Larry Pascal in Latinvex: Latin America Aviation Bucks Global Trend

01/17/2019

While much of the world contemplates a more inward and protectionist trade policy, the Latin American aviation sector highlighted more openness and opportunities than expected in 2018 on several fronts. The year also had some important highlights in international alliances that were announced, although ongoing challenges to Latin American aviation infrastructure remain a persistent issue.

Open Sky Developments

Historically, the region has had a mixed approach to the liberalisation of international airline services, sometimes referred to as “open skies.” Some countries (such as Chile) have embraced it, while others (such as Argentina and Venezuela) have historically maintained restricted markets, although Argentina has recently taken steps to permit more market entrants to obtain their operating certificate, thereby increasing local competition. In contrast, the EU and the US have traditionally embraced open skies, with the EU having open skies within its 28-country territory and the US having signed more than 110 such open skies agreements (nevertheless, the ongoing Brexit controversy poses challenges and uncertainty for the British and their EU counterparts in this sector).
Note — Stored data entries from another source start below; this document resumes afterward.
PR #322, opened 2024-09-26
Check for assertion method receiver - fixes #321

### LINKED ISSUE #321: MultipleAssertions false positive with 'look-alike' assertion methods
All methods which start with "assert_" or "refute_" are currently assumed to be (and counted as) Minitest assertions. E.g.

With `Minitest/MultipleAssertions` Max of 1 the following registers an offense.

```ruby
def test_asserts_once
  assert_equal(:assert_equal, Bar.assert_but_not_a_minitest_assertion)
end
```
--------

## Expected behavior

No offense should be registered, as only one Minitest assertion is called in the test.

## Actual behavior

Offense is registered.

See above code sample

## RuboCop version
```
$ [bundle exec] rubocop -V
1.66.1 (using Parser 3.3.5.0, rubocop-ast 1.32.3, running on ruby 3.3.5) [x86_64-linux]
  - rubocop-minitest 0.36.0
  - rubocop-performance 1.21.1
```

MatzFan:
Counting assertions based on a string prefix of "assert_" or "refute_" is replaced by a symbol comparison against the 38 Minitest assertion methods.

### DIFF
--- a/lib/rubocop/cop/mixin/minitest_exploration_helpers.rb
+++ b/lib/rubocop/cop/mixin/minitest_exploration_helpers.rb
@@ -1,5 +1,7 @@
 # frozen_string_literal: true
 
+require 'minitest/assertions'
+require 'minitest/mock' # includes Assertions#assert_mock
 require 'set'
 
 module RuboCop
@@ -10,7 +12,8 @@ module RuboCop
       include DefNode
       extend NodePattern::Macros
 
-      ASSERTION_PREFIXES = %w[assert refute].freeze
+      ASSERTION_REGEXP = /\A(assert|refute)/.freeze
+      MINITEST_ASSERTIONS = ::Minitest::Assertions.instance_methods.grep(ASSERTION_REGEXP)
 
       LIFECYCLE_HOOK_METHODS_IN_ORDER = %i[
         before_setup
@@ -105,10 +108,10 @@ module RuboCop
         return assertion_method?(node.expression) if node.assignment? && node.respond_to?(:expression)
         return false if !node.send_type? && !node.block_type? && !node.numblock_type?
 
-        ASSERTION_PREFIXES.any? do |prefix|
+        MINITEST_ASSERTIONS.any? do |assertion_method|
           method_name = node.method_name
 
-          method_name.start_with?(prefix) || node.method?(:flunk)
+          method_name == assertion_method || node.method?(:flunk)
         end
       end
       # rubocop:enable Metrics/CyclomaticComplexity, Metrics/PerceivedComplexity
--- a/lib/rubocop/cop/mixin/minitest_exploration_helpers.rb
+++ b/lib/rubocop/cop/mixin/minitest_exploration_helpers.rb
@@ -1,7 +1,5 @@
 # frozen_string_literal: true
 
-require 'minitest/assertions'
-require 'minitest/mock' # includes Assertions#assert_mock
 require 'set'
 
 module RuboCop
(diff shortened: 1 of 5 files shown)


Earlopain:
This is not the best solution. It will ignore all custom assertions the user may have written themselves, and test methods provided by gems like rails.

I think it would be better to instead only look at methods that have no receiver.

MatzFan:
@Earlopain 

> It will ignore all custom assertions the user may have written themselves, and test methods provided by gems like rails.

Apologies, I didn't see that tested for anywhere.

>I think it would be better to instead only look at methods that have no receiver.

Or where the receiver is not a kind_of `Minitest::Test`?

Earlopain:
> Apologies, I didn't see that tested for anywhere.

I guess the `assert_something` call you changed could be counted as that but yes, it isn't very explicit in the test suite yet. Let's just add a testcase for custom assertion methods with this PR.

> Or where the receiver is not a kind_of Minitest::Test?

Perhaps, but not decidable by rubocop. It can't tell if `MyCustomTestCase` or `AcitveSupport::TestCase` inherit from `Minitest::Test`. Just no receiver seems fine, unless you see a problem with that yourself.

-------

Please add a [changelog entry](https://github.com/rubocop/rubocop-minitest/blob/master/CONTRIBUTING.md#changelog-entry-format) for this, and write a meaningful commit message starting with `[Fix #321]`. Thanks!

MatzFan:
Will take a :eyes:

lib/rubocop/cop/mixin/minitest_exploration_helpers.rb
```diff
@@ -108,10 +108,10 @@ def assertion_method?(node)
         ASSERTION_PREFIXES.any? do |prefix|
           method_name = node.method_name
 
-          method_name.start_with?(prefix) || node.method?(:flunk)
+          (method_name.start_with?(prefix) && !node.receiver) || node.method?(:flunk)
         end
       end
-      # rubocop:enable Metrics/CyclomaticComplexity, Metrics/PerceivedComplexity
+      # rubocop:enable Metrics/CyclomaticComplexity, Metrics/PerceivedComplexity, Metrics/AbcSize
```
koic, line 114: Can you refactor to the following?

```diff
diff --git a/lib/rubocop/cop/mixin/minitest_exploration_helpers.rb b/lib/rubocop/cop/mixin/minitest_exploration_helpers.rb
index 4bb7382..ceb1971 100644
--- a/lib/rubocop/cop/mixin/minitest_exploration_helpers.rb
+++ b/lib/rubocop/cop/mixin/minitest_exploration_helpers.rb
@@ -99,19 +99,20 @@ module RuboCop
         end
       end

-      # rubocop:disable Metrics/CyclomaticComplexity, Metrics/PerceivedComplexity, Metrics/AbcSize
+      # rubocop:disable Metrics/AbcSize, Metrics/CyclomaticComplexity, Metrics/PerceivedComplexity
       def assertion_method?(node)
         return false unless node
+        return false if node.receiver
         return assertion_method?(node.expression) if node.assignment? && node.respond_to?(:expression)
         return false if !node.send_type? && !node.block_type? && !node.numblock_type?

         ASSERTION_PREFIXES.any? do |prefix|
           method_name = node.method_name

-          (method_name.start_with?(prefix) && !node.receiver) || node.method?(:flunk)
+          method_name.start_with?(prefix) || node.method?(:flunk)
         end
       end
-      # rubocop:enable Metrics/CyclomaticComplexity, Metrics/PerceivedComplexity, Metrics/AbcSize
+      # rubocop:enable Metrics/AbcSize, Metrics/CyclomaticComplexity, Metrics/PerceivedComplexity

       def lifecycle_hook_method?(node)
         node.def_type? && LIFECYCLE_HOOK_METHODS.include?(node.method_name)
```

koic:
@MatzFan Can you rebase with the latest master branch and apply the above comment? Finally, please squash your commits into one.

MatzFan:
Sorry I dropped the ball on this one. I've just tried to finish it off but the addition of the guard `return false if node.receiver` in `lib/rubocop/cop/mixin/minitest_exploration_helpers.rb` now causes 2 failures. My original test still fails without this. Kinda stuck.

However, in August 2016, Latin America took an important step forward when the US and Mexico adopted an Open Skies Agreement. The adoption of the Open Skies Agreement was closely linked to the approval of the Delta-Aeromexico Joint Business Agreement, which was made possible by the willingness of the two airlines (but particularly Aeromexico) to give up highly coveted slots at the current Mexico City International Airport in exchange for regulatory approval of their joint business. The new alliance is likely to compete more vigorously and challenge American Airlines and United Airlines which both have a strong presence in the country in the cross-border market between the countries. …

Excerpted from Latinvex. To read the full article, click here.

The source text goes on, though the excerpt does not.